* _Task_
Lines with "user" in them are to be located in the listing below and copied.

* _Information shown_
+-------+

PR #4284, opened 2024-08-09
extended python compatibility

crmbz0r:
I've been messing around with newer python versions than the original venv is using, which broke ComfyUI by failing to import the comfy module. This small change will make it run and find the module with other python versions than the original installations intended to use. Doesn't seem to affect anything else or have any negative changes in general, so why not add it to the main branch so everybody who likes to mess around like me doesn't have to fix the issue of not finding the comfy module :)

### DIFF
--- a/main.py
+++ b/main.py
@@ -1,7 +1,10 @@
+import sys
+import os
+sys.path.append(os.path.dirname(os.path.abspath(__file__)))
+
 import comfy.options
 comfy.options.enable_args_parsing()
 
-import os
 import importlib.util
 import folder_paths
 import time


melMass:
Which python version? I run comfy on 3.10 3.11 3.12 on Mac and windows without issues

astelmach01:
might be an import skill issue

crmbz0r:
yea apparently it's only an issue when using StabilityMatrix to launch ComfyUI, since the launcher wants to use 3.10.11 and breaks when I want to use a newer python version in the venv.

(giving this error)
```
  File "S:\Data\Packages\ComfyUI\main.py", line 1, in <module>
    import comfy.options
ModuleNotFoundError: No module named 'comfy'
```

When running main.py directly, I also have no issue.. so yea whatever not that important

ltdrdata:
> yea apparently it's only an issue when using StabilityMatrix to launch ComfyUI, since the launcher wants to use 3.10.11 and breaks when I want to use a newer python version in the venv.
> 
> (giving this error)
> ```
> Traceback (most recent call last):
>   File "S:\Data\Packages\ComfyUI\main.py", line 1, in <module>
>     import comfy.options
> ModuleNotFoundError: No module named 'comfy'
> ```
> 
> When running main.py directly, I also have no issue.. so yea whatever not that important

It seems that you have installed comfy pip package. Uninstall it.

bramvera:
> > yea apparently it's only an issue when using StabilityMatrix to launch ComfyUI, since the launcher wants to use 3.10.11 and breaks when I want to use a newer python version in the venv.
> > (giving this error)
> > ```
> > Traceback (most recent call last):
> >   File "S:\Data\Packages\ComfyUI\main.py", line 1, in <module>
> >     import comfy.options
> > ModuleNotFoundError: No module named 'comfy'
> > ```
> > 
> > 
> >     
> >       
> >     
> > 
> >       
> >     
> > 
> >     
> >   
> > When running main.py directly, I also have no issue.. so yea whatever not that important
> 
> It seems that you have installed 'comfy' pip package. Uninstall it.

i have this issue just now and I don't have comfy from pip install

```
pip3 uninstall comfy
WARNING: Skipping comfy as it is not installed.
```

PR #4303, opened 2024-08-10
Some minor code tweaks

jslegers:
`global folder_names_and_paths` is missing in `get_folder_paths`


jslegers:
I also cleaned up some helper functions that either weren't used at all or are pretty useless.

folder_paths.py
```diff
@@ -139,6 +139,7 @@ def add_model_folder_path(folder_name: str, full_folder_path: str) -> None:
         folder_names_and_paths[folder_name] = ([full_folder_path], set())
 
 def get_folder_paths(folder_name: str) -> list[str]:
+    global folder_names_and_paths
```
mcmonkey4eva: This isn't needed - https://stackoverflow.com/questions/11867359/when-do-i-need-to-use-the-global-keyword-in-python

comfy/gligen.py
```diff
@@ -34,7 +21,8 @@ class FeedForward(nn.Module):
     def __init__(self, dim, dim_out=None, mult=4, glu=False, dropout=0.):
         super().__init__()
         inner_dim = int(dim * mult)
-        dim_out = default(dim_out, dim)
+        if not dim_out:
+            dim_out = dim() if isfunction(dim) else dim
```
mcmonkey4eva: `dim` is definitely not a function here

mcmonkey4eva:
oh, right, I can just edit PRs to make minor adjustments, nice

mcmonkey4eva:
Comfy looked this over and did some testing, and found a bug that didn't surface in my own testing and attempts to cleanup (openaimodel line 649 edit is wrong), and after some discussion we reached the conclusion that this type of broad large alteration should not come from an external PR, or if you do send a PR it should be one file at a time, and very thoroughly validated.

PR #4319, opened 2024-08-12
Recognize CPU state, low VRAM & high VRAM when no flags are set

jslegers:
When flags like `args.cpu`, `args.highvram` or `args.gpu_only` aren't set, `model_management` should detect the correct state automatically.


jslegers:
After some testing, I determined that 12 is too low a threshold for `HIGH_VRAM` when dealing with large models, as this could produce an `OutOfMemoryError` in certain cases where this wouldn't be the case for `NORMAL_VRAM`, so I set the threshold significantly higher.

However, a case when eg. a device has 12GB RAM and 16GB VRAM, offloading the unet could cause a memory error when not offloading wouldn't. To fix this, I modified `unet_offload_device` so offloading only happens when `total_ram < total_vram`.

comfy/model_management.py
```diff
@@ -81,6 +81,10 @@ class CPUState(Enum):
 if args.cpu:
     cpu_state = CPUState.CPU
 
+def is_nvidia():
+    global cpu_state
```
mcmonkey4eva, line 85: (nit) you do not need to declare a `global` to read a variable, only to _write_ it, which is not happening here. (This mistake is all over the existing code here tbf)

mcmonkey4eva:
The code around memory management is =extremely= sensitive and will trigger hundreds of user complaints if anything is the slightest bit wrong. I'm not sure a PR to it is a good idea, vs. just explaining your idea to @comfyanonymous and letting him very very carefully implement it if it's a good idea

PR #4357, opened 2024-08-14
Give the possibility to set up configuration arguments in a file

Le09:
I was looking up issue: https://github.com/comfyanonymous/ComfyUI/discussions/1292
Which felt a bit unsatisfying.
It turns out you can use configargparse as a drop-in replacement for argparse to get the feature for free.

Thank you very much for this amazing piece of software!


ltdrdata:
You need to add `configargparse` into requiremensts.txt

Le09:
All right, thank you for catching this mistake, done!

mcmonkey4eva:
So, first: this is really neat and handy, and the core idea of having config files is definitely a good one

However: it will likely be a goal in the near future to give comfyui a "real server config", one that you can configure in UI on localhost frontend / apply edits at runtimes / etc. When that happens we'll potentially also looking at integrating together different configs (eg the extra_model_paths config) into one central server config.
So the issue with this PR would be, it adds a new `comfyrc` file, but that new file very quickly becomes a legacy file relative to the eventual "real config" file, which might end up making a bit of a mess

Le09:
@mcmonkey4eva thank you for your insight.
These are not mutually exclusive problems I think?
You just need to decide a file format, and a filename.
What I think might be limiting here is the .ini file format, for which you might prefer to work with Toml, Yaml, or Json?
As long as you can en/de-code, you can always have the server overwrite the file in the directory with the highest precedence.

PR #4374, opened 2024-08-15
Add type hints to main.py and server.py

PhilWun:
This PR adds type hints to function declarations and some variables in main.py and server.py to improve the development experience.


main.py
```diff
@@ -80,16 +82,21 @@ def execute_script(script_path):
     except:
         pass
 
-import comfy.utils
 import yaml
+from collections.abc import Callable
```
huchenlei, line 86: Shouldn't `Callable` be imported from `typing` here?

server.py
```diff
@@ -1,7 +1,13 @@
+from __future__ import annotations
+
 import os
 import sys
 import asyncio
 import traceback
+from asyncio import AbstractEventLoop
+from collections.abc import Callable
```
huchenlei, line 8: Same here.

huchenlei (approved):
LGTM with minor nits.

main.py
PhilWun: According to the Python documentation: 

> typing.Callable
    Deprecated alias to [collections.abc.Callable](https://docs.python.org/3/library/collections.abc.html#collections.abc.Callable).
Deprecated since version 3.9: [collections.abc.Callable](https://docs.python.org/3/library/collections.abc.html#collections.abc.Callable) now supports subscripting ([]). See [PEP 585](https://peps.python.org/pep-0585/) and [Generic Alias Type](https://docs.python.org/3/library/stdtypes.html#types-genericalias).

huchenlei: Thanks for explaining!

mcmonkey4eva:
For ease of review & merge, could you please separate these? No more than one file at a time to have this type of bulk formatting

Especially since these are such core files being edited, by the time a review can happen, fresh merge conflicts inevitably appear, so it needs to be kept small at a time to dodge that

PR #4444, opened 2024-08-17
Add Flux model support for InstantX style controlnet residuals

EeroHeikkinen:
This updates the Flux model with the possibility of processing InstantX style Flux controlnet residuals which apply to both single and double blocks. 

I would like to have this merged since I have ported the InstantX union controlnet to comfyui, which produces output in this format. I will first distribute it as a custom node but can later create a pull request to merge it as well.

### DIFF
--- a/comfy/ldm/flux/controlnet_xlabs.py
+++ b/comfy/ldm/flux/controlnet_xlabs.py
@@ -82,7 +82,7 @@ class ControlNetFlux(Flux):
             block_res_sample = controlnet_block(block_res_sample)
             controlnet_block_res_samples = controlnet_block_res_samples + (block_res_sample,)
 
-        return {"output": (controlnet_block_res_samples * 10)[:19]}
+        return {"input": (controlnet_block_res_samples * 10)[:19]}
 
     def forward(self, x, timesteps, context, y, guidance=None, hint=None, **kwargs):
         hint = hint * 2.0 - 1.0
--- a/comfy/ldm/flux/model.py
+++ b/comfy/ldm/flux/model.py
@@ -33,33 +33,6 @@ class FluxParams:
     qkv_bias: bool
     guidance_embed: bool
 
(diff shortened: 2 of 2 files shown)


comfyanonymous:
Why not just change things so that "input" -> applied to double_blocks and "output" -> applied to single blocks?

EeroHeikkinen:
> Why not just change things so that "input" -> applied to double_blocks and "output" -> applied to single blocks?

One consideration is that the InstantX format requires each residual output to be applied to multiple single and double blocks, so for example

```
double_block 0 += residual block 0
double_block 1 += residual block 0
double_block 2 += residual block 0
double_block 3 += residual block 0
double_block 4 += residual block 1
...
```

This is the reason for calculating the interval and index of the residuals using separate logic from the XLabs format residuals.

I can see the benefits of just using "input" for double and "output" for single, but in that case for InstantX we would need to pre-make an expanded input array that matches the length of the blocks in the transformer. 
This is the way I actually implemented it first, but was concerned about increased memory usage. Though perhaps the memory usage might be a non-issue, especially in case the list in practice ends up just having multiple references to the same tensor object.

Another note is that changing to "output" for single_blocks and "input" for double_blocks is that it would require a change to the current LabX controlnet to return it's residuals under "input" instead of current "output".

Given these two points, if you still think this could work, I will adjust the PR to this format and add a fix to the XLabs code to fit with the new format.

EeroHeikkinen:
I went ahead and updated the PR with the suggested change to Flux model and the adjustment to XLabs controlnet. 

Screenshot 2024-08-18 at 2 04 42

Here's a quick test with this change, seems to work well with both XLabs and InstantX 🙂

comfyanonymous:
As long as you don't clone/copy the tensors you don't have to worry about memory usage, the controlnet code handles applying weights/etc.. correctly if there are multiple references to the same tensors in the input/output array.

PR #4452, opened 2024-08-18
Update example_node.py.example

311-code:
Huggingface-hub telemetry apparantly extracts example docstrings for telemetry purposes.
Check hub.py and hf_api.py in .cache. 

If a user has not opted out of hf telemetry this could potentially expose sensitive data if template is widely used. Commented out all occurences of """ as better safe then sorry. See a user's [post here on it](https://old.reddit.com/r/StableDiffusion/comments/1eobdzn/how_is_flux_censored_model_tweaks_or_dataset/lhdopy1/) 

I checked myself and hub.py does seems to extract a lot of information before sending via the hub.py and hf_api.py I think covers the doctring telemetry info. Def send_telemetry only only filters _ and None values 

Edit: Hopefully this won't prevent descriptive info from becoming available. I just think should be cautious if any external tools or integrations rely on those docstrings for any specific purpose.

### DIFF
--- a/custom_nodes/example_node.py.example
+++ b/custom_nodes/example_node.py.example
@@ -1,5 +1,8 @@
 class Example:
-    """
+   # huggingface-hub telemetry extracts example docstrings for telemetry purposes.
+   # Check hub.py and hf_api.py. If a user has not opted out of telemetry this could 
+   # potentially expose sensitive data if template is widely used.
+    # """
     A example node
 
     Class methods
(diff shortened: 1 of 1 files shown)


comfyanonymous:
If you can show me actual proof that it's sending telemetry by default I'll do even better and strip out all huggingface related dependencies from ComfyUI.

Hellrunner2k:
i have some weird symlink shenanigans going on with one of the TTS nodes. it does that with the models used for that particular one. The Whisper TTS one. https://github.com/if-ai/ComfyUI-IF_AI_WishperSpeechNode
Tried to disable it in Python and find the models and put them in the appropriate folders, but i gave up on it. Why can't i just download the models with the manager or do it manually like usual? It's weird.

mcmonkey4eva:
@comfyanonymous HF Hub in particular at least sends telemetry, some other libs do, in SwarmUI I inject these env vars to block telemetry for not just swarm's comfy stuff but also some common custom node imported libs even:

https://github.com/mcmonkeyprojects/SwarmUI/blob/630bebeae7819a4c33cfb439dcb781708e0c944a/src/Utils/PythonLaunchHelper.cs#L31-L33
```cs
        start.Environment["YOLO_OFFLINE"] = "true"; // Tell ultralytics not to attempt telemetry
        start.Environment["DISABLE_TELEMETRY"] = "true"; // Tell HF no telemetry
        start.Environment["DO_NOT_TRACK"] = "true"; // Generic telemetry disable
```

It would make sense to add similar to ComfyUI itself's default launching imo.

-----

That said the PR itself here is a bit silly, commenting out docstrings to reduce telemetry data is not the way to do that, and docstrings are nice to have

+-------+

* _Result for this exercise_
The code around memory management is =extremely= sensitive and will trigger hundreds of user complaints if anything is the slightest bit wrong. I'm not sure a PR to it is a good idea, vs. just explaining your idea to @comfyanonymous and letting him very very carefully implement it if it's a good idea
If a user has not opted out of hf telemetry this could potentially expose sensitive data if template is widely used. Commented out all occurences of """ as better safe then sorry. See a user's [post here on it](https://old.reddit.com/r/StableDiffusion/comments/1eobdzn/how_is_flux_censored_model_tweaks_or_dataset/lhdopy1/) 
+   # Check hub.py and hf_api.py. If a user has not opted out of telemetry this could 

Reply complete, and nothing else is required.